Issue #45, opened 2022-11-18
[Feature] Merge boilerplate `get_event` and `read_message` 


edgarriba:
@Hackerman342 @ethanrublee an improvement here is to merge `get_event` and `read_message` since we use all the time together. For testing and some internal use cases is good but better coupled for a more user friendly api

> _WHAT THIS TASK INVOLVES_
Only these lines should appear in the reply: the one containing "[Feature] Merge boilerplate", the last line of the data, and all lines between them, each copied exactly.

> _ANSWER FOR THIS EXERCISE_
[Feature] Merge boilerplate `get_event` and `read_message` 


edgarriba:
@Hackerman342 @ethanrublee an improvement here is to merge `get_event` and `read_message` since we use all the time together. For testing and some internal use cases is good but better coupled for a more user friendly api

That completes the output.